Unsurprisingly, retailers and analysts are counting on high earners to drive sales during the upcoming holiday season.

“Upper-income shoppers account for a disproportionate share of the holiday shopping season and are likely to account for the majority of this year’s growth from the 2024 shopping season,” Jennifer Timmerman, senior investment strategy analyst at Wells Fargo Investment Institute, said in a Nov. 24 analysis of Black Friday.

Low- and moderate-income shoppers will seek discounts and rely on buy-now-pay-later financing to get through the holiday season, Timmerman said.

High income earners owe their wealth growth to stocks.

Economists point to stocks and housing as two key factors in the rise in wealth for high-income Americans.

“The AI ​​boom has driven up the stock prices of AI companies, and these companies are owned by households in the top 10% of the income and wealth distribution,” Zandi said. According to the U.S. Census, the top 10% of households earned more than $251,000 in 2024.

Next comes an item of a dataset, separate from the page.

PR #2536, opened 2018-01-12
Changed test suite benchmark specification to use Ref-Id.

matejak:
This PR allows to specify the benchmark operated on by the test suite using a component reference ID. This is more convenient as the ID can be queried by 'oscap info'.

The S&P 500 is up 261% over the past decade, according to an August report from The Motley Fool.

This rise primarily benefited the wealthy. The top 1% of Americans own half of all stocks, according to federal data.

“Their sense of the economic situation is based on the stock market,” said Ryan Sweet, chief U.S. economist at Oxford Economics. “And when people generally feel better, they’re more likely to spend a little more money.”

The typical shareholder in the top 10% of income earners held $1.1 million in stock in the third quarter of 2025, up from $624,000 at the end of 2022, according to research from the University of Michigan.

According to the survey, 63% of high-income stockholders expect the market to rise over the next year.

Rising house prices boosted high-income earners

Another major factor driving the prosperity of high-income groups is real estate. And the average home sale price rose 41% from the second quarter of 2020 to the same period in 2022, to $525,100, according to federal data.

According to the 2022 Federal Consumer Finance Survey, 90% of high-income Americans own a home, compared to an overall homeownership rate of about 66%.

Many high-income homeowners benefit from lower borrowing costs. Interest rates on 30-year mortgages hovered around 3% at the peak of the pandemic. Millions of homeowners refinanced at historically low interest rates.

“If they had a mortgage, they got it paid off when interest rates were low,” Zandi said. Currently, “they earn more income from their money market accounts than they pay in interest on their mortgages.”

What happens if high-income earners stop spending?

Thanks to skyrocketing stock prices and soaring home prices, high-income Americans drove consumer spending in the 2020s. Overall spending rose from $14.5 trillion in August 2020 to $21.1 trillion in August 2025, according to federal data.

But if wealthy Americans stop spending, the economy could suffer.

High earners must continue to be employed to maintain their positions. The U.S. unemployment rate was 4.4% in September, the highest since 2021.

“If the labor market starts to collapse, it will hurt confidence up and down the income distribution,” Sweet said.

Wealthy Americans are also particularly sensitive to stocks, which are notoriously volatile assets.

“If stock prices fall significantly and remain that way, that will weigh on spending,” Zandi said. “This group is moving the economic train with their spending. If they pull out, they will take the economy with them.”